Every time Louis Murphy scores a touchdown this season, watch him point to the sky.

He's talking to his guardian angel. Her name is Filomena.

Murphy and his mother, more affectionately known as Mina, were as close as a mother and son could be.

Mina found a lump in her breast his senior year of high school. Gradually, her health prevented her from attending the majority of his games last year. So mother and son devised a signal that would let them talk to each other while the wide receiver was on the field.

Whenever he scored last season, he pointed to the sky. They spoke five times.

Murphy went home for two weeks in the off-season after the Capital One Bowl when his mother's conditioned worsened and she had to be hospitalized.

"I told her that I loved her," he said. "I got a chance to talk to her before she went."

After a four-year battle with cancer, Mina, the person he had grown to call "his heart," died on Valentine's Day. She was 47.

As soon as coach Urban Meyer got the phone call, he left the Southeastern Conference meetings, hopped on a plane and headed for St.
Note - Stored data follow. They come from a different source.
PR #2366, opened 2026-03-10
Add --bind-host for docker server port publishing

bonnieking:
Currently the docker server launched via `run.py --docker-server`
publishes the service port using:

    --publish <port>:<port>

Docker interprets this as binding to `0.0.0.0`, which exposes the
inference server on all host interfaces.

For local development or single-node setups it is often desirable to
restrict the API to localhost only.

This PR adds a `--bind-host` CLI option (default `0.0.0.0`) and uses it
when publishing the port:

    --publish <bind-host>:<port>:<port>

Example:

    python run.py --workflow server --docker-server --bind-host 127.0.0.1

This keeps the current default behavior unchanged while allowing users
to run the server in a localhost-only configuration.

### DIFF
--- a/run.py
+++ b/run.py
@@ -140,6 +140,12 @@ def parse_arguments():
         default=os.getenv("SERVICE_PORT", "8000"),
     )
     parser.add_argument(
+        "--bind-host",
+        type=str,
+        default="0.0.0.0",
+        help="Host interface to bind published docker service port to (default: 0.0.0.0)",
+    )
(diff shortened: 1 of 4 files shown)


tstescoTT:
Thank you for the contribution! Could you make the PR target branch `dev`? That is currently what we are using for development.

bonnieking:
Yes, thank you for looking!

bonnieking:
I will open a new PR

Petersburg, Murphy's hometown. Meyer's mother passed away nine years ago, so he knew he had to be there to offer Murphy his condolences and what insight he could.

"The advice when people say, 'Time heals all wounds and it's eventually going to go away,' that's absolutely wrong," Meyer said. "It's not going to go away. You just have to learn how to handle it and almost use it as strength."

His teammates rode a bus down for the services at Mount Zion Progressive Missionary Baptist Church, where his father is the pastor. Among those in attendance was former teammate Reggie Nelson, whose mother passed away before the 2007 BCS National Championship Game.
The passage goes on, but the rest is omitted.